Further if we observe the global pool and we exceed the limit do we flush all 
as written on the IWC documentation?

once we sort this out I upload a new patch with javadoc etc for flush policy. 
we seem to be close here man! 


> Tiered flushing of DWPTs by RAM with low/high water marks
> ---------------------------------------------------------
>
>                 Key: LUCENE-2573
>                 URL: https://issues.apache.org/jira/browse/LUCENE-2573
>             Project: Lucene - Java
>          Issue Type: Improvement
>          Components: Index
>            Reporter: Michael Busch
>            Assignee: Simon Willnauer
>            Priority: Minor
>             Fix For: Realtime Branch
>
>         Attachments: LUCENE-2573.patch, LUCENE-2573.patch, LUCENE-2573.patch, 
> LUCENE-2573.patch, LUCENE-2573.patch, LUCENE-2573.patch, LUCENE-2573.patch, 
> LUCENE-2573.patch
>
>
> Now that we have DocumentsWriterPerThreads we need to track total consumed 
> RAM across all DWPTs.
> A flushing strategy idea that was discussed in LUCENE-2324 was to use a 
> tiered approach:  
> - Flush the first DWPT at a low water mark (e.g. at 90% of allowed RAM)

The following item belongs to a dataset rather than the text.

PR #7223, opened 2022-12-09
Use `aligned_alloc()` when possible

steven-johnson:
Currently, all our `halide_malloc()` implementations just use `malloc()`/`free()`, user overallocation tricks to ensure the right alignment. This PR adds a new implementation, which uses the C11/C++17 `aligned_alloc()` call instead. By default, we use this implementation on all Unixy platforms, with a new Feature, `no_aligned_alloc`, to allow forcing the use of `malloc()` instead. This is necessary because while ~all modern Linux versions support this, Android doesn't support it till API >= 28, and OSX doesn't support it till >= 10.15. (The QuRT allocator will continue to use `malloc()` for now, pending some post-holiday investigation by QC.)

> - Flush all DWPTs at a high water mark (e.g. at 110%)
> - Use linear steps in between high and low watermark:  E.g. when 5 DWPTs are 
> used, flush at 90%, 95%, 100%, 105% and 110%.
> Should we allow the user to configure the low and high water mark values 
> explicitly using total values (e.g. low water mark at 120MB, high water mark 
> at 140MB)?  Or shall we keep for simplicity the single setRAMBufferSizeMB() 
> config method and use something like 90% and 110% for the water marks?